Ilé-Ilà introduces The Àdùnní Chair
In a celebration of African modernism, Ilé-Ilà (House of Lines) has recently launched The Àdùnní Chair. “Adunni”, Yoruba for “daughter of the sweet one”, alludes to traditional African aesthetics and minimalist elegance as exemplified in the chair.
Much careful thought has been given to the choice of materials for The Àdùnní Chair. The frame is fashioned from teak wood found in Nigeria, and it is upholstered in two styles of the indigenous Yoruba textile Asò-oké. The front bears Asò-oké Gboro-gidi (solid) and behind is Asò-oké Onja-wú ati iho (perforated), both hand-loomed in Nigeria.
The Àdùnní Chair is available in seven vibrant colours; pupa féré (pink), osàn (orange), pón (yellow), pupa (red), elésè àlùkò (purple), ewé (green) and búlúù (blue).

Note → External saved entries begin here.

PR #363, opened 2016-02-10
Improve URL parsing in 'hosts' to take a full URL

andrewvc:
This will also warn on more error cases, like `localhost:9200/` /cc @pmusa


lib/logstash/outputs/elasticsearch.rb
```diff
@@ -81,8 +81,10 @@ class LogStash::Outputs::ElasticSearch < LogStash::Outputs::Base
   # the root path for the Elasticsearch HTTP API lives.
   config :path, :validate => :string, :default => "/"
 
-  # Enable SSL/TLS secured communication to Elasticsearch cluster
-  config :ssl, :validate => :boolean, :default => false
+  # Enable SSL/TLS secured communication to Elasticsearch cluster. Leaving this unspecified will use whatever scheme
+  # is specified in the URLs listed in 'hosts'. If no explicit protocol is specified plain HTTP will be used.
+  # If SSL is explicitly disabled here the plugin will refuse to start if an HTTPS URL is given in 'hosts'
+  config :ssl, :validate => :boolean
```
suyograo: If `ssl` is `true` and url does not have protocol, do we default to `https`?

> If SSL is explicitly disabled here the plugin will refuse to start if an HTTPS URL is given in 'hosts'
good

suyograo: Ok, checked the code. Does the right thing with `ssl=>true`

spec/unit/outputs/elasticsearch_spec.rb
```diff
@@ -24,6 +24,10 @@
       eso.close
     end
 
+    describe "setting the buffer timeout" do
```
suyograo: remove this?

spec/unit/outputs/elasticsearch/http_client_spec.rb
```diff
@@ -0,0 +1,106 @@
...
+      expect(subject.send(:host_to_url, hostname_port)).to eql(http_hostname_port)
+    end
+
+    it "should raise an error when the URL is an invalid format" do
+      expect {
+        subject.send(:host_to_url, "#{hostname_port}/")
+      }.to raise_error(LogStash::ConfigurationError)
+    end
+
+    it "should parse full URLs correctly" do
```
suyograo: Can we add one test for trailing `/` ? `http://#{hostname_port}/`

andrewvc: For sure

spec/unit/outputs/elasticsearch_spec.rb
andrewvc: Oops! Good catch.

CHANGELOG.md
```diff
@@ -1,3 +1,6 @@
+## 2.5.0
+ - Host settings now are more robust to bad input and can take (almost) full URLs
```
jordansissel: almost?

Also, I would mention the URL part first since that's the major change. Possibly make this two entries; one about URLs acceptance, and one about the input validation

spec/unit/outputs/elasticsearch/http_client_spec.rb
```diff
@@ -0,0 +1,106 @@
...
+require "logstash/outputs/elasticsearch/http_client"
+require "java"
+
+describe LogStash::Outputs::ElasticSearch::HttpClient do
+  let(:base_options) { {:hosts => ["127.0.0.1"], :logger => Cabin::Channel.get }}
+
+  describe "Host/URL Parsing" do
+    subject { described_class.new(base_options) }
+
+    let(:hostname) { "my.hostname" }
```
suyograo: Also, one more test for hostname with `-`. `frontend-logs.abc.com`

lib/logstash/outputs/elasticsearch/common_configs.rb
```diff
@@ -74,6 +74,8 @@ def self.included(mod)
       # Remember the `http` protocol uses the http://www.elastic.co/guide/en/elasticsearch/reference/current/modules-http.html#modules-http[http] address (eg. 9200, not 9300).
       #     `"127.0.0.1"`
       #     `["127.0.0.1:9200","127.0.0.2:9200"]`
+      #     `["https://127.0.0.1:9200"]`
```
jordansissel: Let's have an example w/ a url without a port.

lib/logstash/outputs/elasticsearch/http_client.rb
```diff
@@ -136,6 +128,54 @@ def build_client(options)
       Elasticsearch::Client.new(client_options)
     end
 
+    HOSTNAME_PORT_REGEX=/\A(?<hostname>([A-Za-z0-9\.\-]+))(:(?<port>\d+))?\Z/
+    # Parse a configuration host to a normalized URL
+    def host_to_url(host, ssl=nil, path=nil)
```
jordansissel: I don't see any instance variables in use here. Is that right? If so, this can probably go in its own module (outside a class instance)

lib/logstash/outputs/elasticsearch/http_client.rb
```diff
@@ -136,6 +128,54 @@ def build_client(options)
       Elasticsearch::Client.new(client_options)
     end
 
+    HOSTNAME_PORT_REGEX=/\A(?<hostname>([A-Za-z0-9\.\-]+))(:(?<port>\d+))?\Z/
```
jordansissel: I'm not sure it's important, but this will fail to match IPv6 address:port combos which usually show up as `[ipv6]:port` (with the brackets, like localhost:9200 ipv6 would be `[::1]:9200`

We can just make a note about this and move on. I'm not sure many folks will need that anyway when DNS is usually simpler to work with ;P

lib/logstash/outputs/elasticsearch/http_client.rb
```diff
@@ -136,6 +128,54 @@ def build_client(options)
...
+    # Parse a configuration host to a normalized URL
+    def host_to_url(host, ssl=nil, path=nil)
+      explicit_scheme = if ssl.nil?
```
jordansissel: feels like this would be better as a case statement instead of a if/else+ternary

lib/logstash/outputs/elasticsearch/http_client.rb
```diff
@@ -136,6 +128,54 @@ def build_client(options)
...
+                          ssl ? "https"  : "http"
+                        end
+
+      # Ensure path starts with a /
+      if path && path[0] != '/'
+        path = "/#{path}"
+      end
+
+      url = nil
+      if host =~ /\A#{URI::regexp(['http', 'https'])}\z/
```
jordansissel: Can you make this regex a constant?

lib/logstash/outputs/elasticsearch/http_client.rb
```diff
@@ -136,6 +128,54 @@ def build_client(options)
...
+        url = URI.parse(host)
+        if url.scheme == "http" && ssl == true
```
jordansissel: style: instead of `ssl == true` and later `ssl == false` -- thoughts on just using `ssl` as the value?

like: `url.scheme == "http" && ssl`

lib/logstash/outputs/elasticsearch/http_client.rb
andrewvc: will fix

lib/logstash/outputs/elasticsearch/http_client.rb
andrewvc: Is this a general principle? In most of the LS codebase I see people weigh single responsibility principle against too many classes.

lib/logstash/outputs/elasticsearch/http_client.rb
andrewvc: That is a good point! I think I should patch this to work.

lib/logstash/outputs/elasticsearch/http_client.rb
jordansissel: For this specific case, I don't have strong feelings, so as a way to not add noise to a review, I retract my comment :)

jordansissel:
Read over the specs and they look good to me. Conditional LGTM if travis passes and the minor comments from myself and @suyograo are addressed.

jordansissel:
Travis failed:

```
....F.................[2016-02-10 22:06:42,053][INFO ][rest.suppressed          ] /some-path//_template/logstash Params: {id=logstash, index=some-path, type=_template}
[some-path] IndexNotFoundException[no such index]

```

https://travis-ci.org/logstash-plugins/logstash-output-elasticsearch/builds/108396566#L257

lib/logstash/outputs/elasticsearch/http_client.rb
andrewvc: What do you think of this regex?
`\A(?<hostname>([A-Za-z0-9\.\-]+)|\[[0-9\:]+\])(:(?<port>\d+))?\Z`

andrewvc: I should say
`\A(?<hostname>([A-Za-z0-9\.\-]+)|\[[0-9A-Fa-f\:]+\])(:(?<port>\d+))?\Z`

lib/logstash/outputs/elasticsearch/http_client.rb
andrewvc: @jordansissel neutral

lib/logstash/outputs/elasticsearch/http_client.rb
andrewvc: Ah, but we're handling the `nil` case differently!

andrewvc: I should probably leave a comment about that.

spec/unit/outputs/elasticsearch/http_client_spec.rb
andrewvc: If you don't mind I'll just put the dash in the hostname for completeness.

CHANGELOG.md
andrewvc: can do!

lib/logstash/outputs/elasticsearch/common_configs.rb
andrewvc: Can do!

andrewvc:
Just addressed the minor comments with a force push + fixed the failing test (the expectation was bad).

suyograo:
LGTM

Issue #819, opened 2018-12-14
Wrong documentation regards codec usage in ES output


marekduciuc:
isseu [420](https://github.com/logstash-plugins/logstash-output-elasticsearch/issues/420) is closed with note that codec is nto used for elasticsearch output plugin but documentation is not in line with this: 
https://www.elastic.co/guide/en/logstash/current/plugins-outputs-elasticsearch.html#plugins-outputs-elasticsearch-common-options

PR #822, opened 2018-12-20
docs: flag as `no_codec` to reduce confusion

yaauie:
Resolves: logstash-plugins/logstash-output-elasticsearch#819


karenzone:
@yaauie   I'm glad to see that `no_codec` is getting some use. Thanks!

PR #824, opened 2019-01-10
remove obsolete fields and obsolete document_type

jsvd:
- remove obsolete `flush_size` and `idle_flush_time`
- obsolete deprecated `document_type`
- remove support for parent child (still support join data type) since we don't support multiple document types any more


jsvd:
replaced by https://github.com/logstash-plugins/logstash-output-elasticsearch/pull/828

PR #826, opened 2019-01-22
Fix tests for 7.x after type removal

robbavey:


spec/es_spec_helper.rb
```diff
@@ -32,11 +32,15 @@ def todays_date
 
   def mapping_name
```
jsvd: This method becomes a bit less useful now, could we maybe replace it with just

```ruby
def default_mapping_from_mappings(mappings)
  if ESHelper.es_version_satisfies?(">=7")
    mappings
  else
    mappings["_default_"]  
  end
end
```

and then:

```ruby
  def field_properties_from_template(template_name, field)
    mappings = @es.indices.get_template(name: template_name)[template_name]["mappings"]
    mapping = default_mapping_from_mappings(mappings)
    mapping["properties"][field]["properties"]
  end
```

PR #831, opened 2019-01-25
Handle escaping of index names

robbavey:
Ensure that path entries containing '/' characters, such as those using
date math are handled correctly.

Also adds an integration test target using logstash source


robbavey:
@jsvd - This PR now has integration tests that will test ilm (and other elasticsearch functions) against latest logstash source rather than `5.4.0` that was being pulled in previously

jsvd:
@robbavey sorry, not yet, I'm testing it today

Each accompanied by a matching foot stool, The Àdùnní Chair is indeed a celebration of African art and culture through art.
Chidinma Ekile, the Muse
To formally launch The Àdùnní Chair, a photoshoot was staged with Nigerian singer and songwriter, Chidinma Ekile as muse. Ekile rose to stardom in 2010 after winning the third season of Project Fame West Africa.
Themed ‘This is us – AFRICA’, an advertising campaign was developed by a team of creatives led by Oladotun Ojuolape Kayode as creative director, Emmanuel Oyeleke as fashion photographer, Jane Michael Ekanem as the stylist who translated the 1920’s theme into seven unique looks, Gift Ekhile and Oriaba Wakana as hair stylist and makeup artist respectively, and Oladayo Odunaro as cinematographer and editor, with music provided by SMirK.

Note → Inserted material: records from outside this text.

PR #833, opened 2019-01-25
Resolve 413 Payload Too Large

### LINKED ISSUE #785: Output fails with 413 Payload Too Large

msvticket:
In particular AWS ElasticSearch often allows maximum 10MiB HTTP request payloads

Fixes #785

### DIFF
--- a/lib/logstash/outputs/elasticsearch/http_client.rb
+++ b/lib/logstash/outputs/elasticsearch/http_client.rb
@@ -12,16 +12,15 @@ module LogStash; module Outputs; class ElasticSearch;
   # there really isn't a good reason to configure it.
   #
   # The criteria used are:
-  # 1. We need a number that's less than 100MiB because ES
-  #    won't accept bulks larger than that.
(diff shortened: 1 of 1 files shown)


msvticket:
It would be good to have this merged to 7.x as well. But I can do another pull request for this if preferred.

msvticket:
I still like the solution in #786, but if that was deemed to complicated maybe this can be merged instead.

msvticket:
The failed builds doesn't seem to have anything to do with the change.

Ilé-Ilà, a Yoruba phrase for House of Lines, is a lifestyle furniture line designed and handmade in Lagos, Nigeria. The brand focuses on period-conscious furniture with contemporary African content. Leading Nigerian architect Tosin Oshinowo founded Ilé-Ilà. She is well known for the design and execution of the Maryland Mall Lagos, a commercial piece of architecture that captures the rapid development of the Sub-Saharan region.
Oshinowo’s natural flair for product design is easily recognisable in The Àdùnní Chair. She is particularly interested in the functionality of chairs, and places them within a Nigerian-African identity context. Unlike her minimalist approach to architecture, which often employs mute colours, Tosin Oshinowo’s furniture design aesthetic is a bright explosion of colours.